*INPUT FOR THIS TASK*:
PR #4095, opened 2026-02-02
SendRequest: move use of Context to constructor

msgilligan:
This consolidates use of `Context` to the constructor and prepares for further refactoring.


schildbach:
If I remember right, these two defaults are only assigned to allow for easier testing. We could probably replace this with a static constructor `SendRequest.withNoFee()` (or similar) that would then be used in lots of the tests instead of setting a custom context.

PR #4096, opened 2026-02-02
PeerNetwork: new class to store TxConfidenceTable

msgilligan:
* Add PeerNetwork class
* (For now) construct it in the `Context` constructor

*YOUR ASSIGNMENT*: Answer with an exact copy of the lines from the one containing "Add PeerNetwork class" through the end of the entries above, leaving out everything before.

*REPLY*:
* Add PeerNetwork class
* (For now) construct it in the `Context` constructor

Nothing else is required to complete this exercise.